Regolamento di conti in pizzeria: nei guai il titolare, il pizzaiolo e due fratelli kosovari

L'episodio è avvenuto sabato pomeriggio all'interno di Zeus Pizza a Quinto. A scatenare il parapiglia sarebbe stata una falsa testimonianza

E' di quattro feriti medicati al pronto soccorso dell'ospedale Ca' Foncello di Treviso il bilancio della rissa scatenatasi sabato pomeriggio all'interno di Zeus Pizza in via Treviso a Quinto. Tutti sono stati dimessi in breve tempo con prognosi che vanno dai sette ai dieci giorni, ma sul fatto stanno indagando i carabinieri, soprattutto per capire chi abbia iniziato l'aggressione.

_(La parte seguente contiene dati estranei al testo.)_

PR #285, opened 2017-06-30
Fix link in logging docs.

ewencp:


ewencp:
ping. it looks like currently we wouldn't expect the 3.3.x build to work since it seems like the Kafka version is probably out of date since 0.11.0.0 was released.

Erano infatti da poco passate le 17.30 quando in pizzeria si sono presentati due fratelli kosovari di 24 e 26 anni, residenti a Treviso e con precedenti di polizia, e fin da subito è iniziata una discussione tra loro, il titolare del locale, un 43enne di Quinto, ed un pizzaiolo 20enne di Treviso, anche quest'ultimo con precedenti. Ad un certo punto, però, sono volati calci e pugni reciproci, tanto che sono dovuto intervenire i militari a calmare i bollenti spiriti dei contendenti. Una colluttazione che, oltre a lasciare segni evidenti sui corpi dei coinvolti, lascerà anche un segno giudiziale in quanto tutti e quattro sono stati deferiti per rissa. In ogni caso, a causare l'aggressione sarebbe stata una falsa testimonianza ritenuta non veritiera dai due fratelli kosovari.